SAINT PAUL: 17 by FREDERICK WILLIAM HENRY MYERS

First Line: ONCE FOR THE LEAST OF CHILDREN OF MANASSES
Last Line: STRENGTH IN INFIRMITIES AND CHRIST IN ME.
Subject(s): PAUL, SAINT (1ST CENTURY); SAUL OF TARSUS;

Once for the least of children of Manasses
God had a message and a deed to do,
Wherefore the welcome that all speech surpasses
Called him and hailed him greater than he knew;

Asked him no more, but followed him and found him,
Filled him with valour, slung him with a sword,
Bade him go on until the tribes around him
Mingled his name with naming of the Lord.

Also of John a calling and a crying
Rang in Bethabara by Jordan's flow;
Art thou the Christ? they asked of his denying;
Art thou that Prophet? and he answered, No.

John, than which man a sadder or a greater
Not till this day has been of woman born,
John like some lonely peak by the Creator
Fired with the red glow of the rushing morn.

This when the sun shall rise and overcome it
Stands in his shining desolate and bare,
Yet not the less the inexorable summit
Flamed him his signal to the happier air.
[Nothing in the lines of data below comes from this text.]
PR #229, opened 2017-10-03
pr template

yskim041:
I made `PULL_REQUEST_TEMPLATE.md` and `ISSUE_TEMPLATE.md` in `.github`. After adding these files in master, every PR will start with these templates.

### DIFF
--- a/.github/PULL_REQUEST_TEMPLATE.md
+++ b/.github/PULL_REQUEST_TEMPLATE.md
@@ -1,3 +1,7 @@
+[Insert your comment here]
+
+***
 Please make sure that these boxes are checked before closing your pull request.
 - [ ] Set milestone for this PR
-- [ ] Add a brief explanation about this PR in CHANGELOG.md
+- [ ] Added a brief explanation about this change in CHANGELOG.md
+- [ ] Added unit test for this change
--- a/.github/PULL_REQUEST_TEMPLATE.md
+++ b/.github/PULL_REQUEST_TEMPLATE.md
@@ -1,0 +1,4 @@
+Please make sure that these boxes are checked before closing your pull request. Thank you!
+- [ ] Set milestone for this PR
+- [ ] Add a brief explanation about this PR in CHANGELOG.md
+
--- a/.github/PULL_REQUEST_TEMPLATE.md
+++ b/.github/PULL_REQUEST_TEMPLATE.md
@@ -1,4 +1,3 @@
-Please make sure that these boxes are checked before closing your pull request. Thank you!
+Please make sure that these boxes are checked before closing your pull request.
 - [ ] Set milestone for this PR
 - [ ] Add a brief explanation about this PR in CHANGELOG.md
-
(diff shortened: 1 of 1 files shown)


.github/PULL_REQUEST_TEMPLATE.md
```diff
@@ -0,0 +1,3 @@
+Please make sure that these boxes are checked before closing your pull request.
```
jslee02: It would be nice to have a separate bar above this checklists so that the post comment can be easily distinguished.

.github/PULL_REQUEST_TEMPLATE.md
```diff
@@ -0,0 +1,3 @@
...
+- [ ] Set milestone for this PR
+- [ ] Add a brief explanation about this PR in CHANGELOG.md
```
jslee02: I would like to add another item something like "Added unit test for this change".

jslee02: It more makes sense to me if we use past tense for the leading verb since checking box means we confirmed it's done.

yskim041: Please make sure that these boxes are checked before closing your pull request.
- [ ] Set milestone for this PR
- [ ] Added a brief explanation about this change in CHANGELOG.md
- [ ] Added unit test for this change
***
Here is an example. It is not possible to put new lines at the beginning of a template, so this layout is easier to make so far.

So with the Lord: he takes and he refuses,
Finds him ambassadors whom men deny,
Wise ones nor mighty for his saints he chooses,
No, such as John or Gideon or I.

He as he wills shall solder and shall sunder,
Slay in a day and quicken in an hour,
Tune him a music from the Sons of Thunder,
Forge and transform my passion into power.

Ay, for this Paul, a scorn and a despising,
Weak as you know him and the wretch you see,—
Even in these eyes shall ye behold him rising,
Strength in infirmities and Christ in me.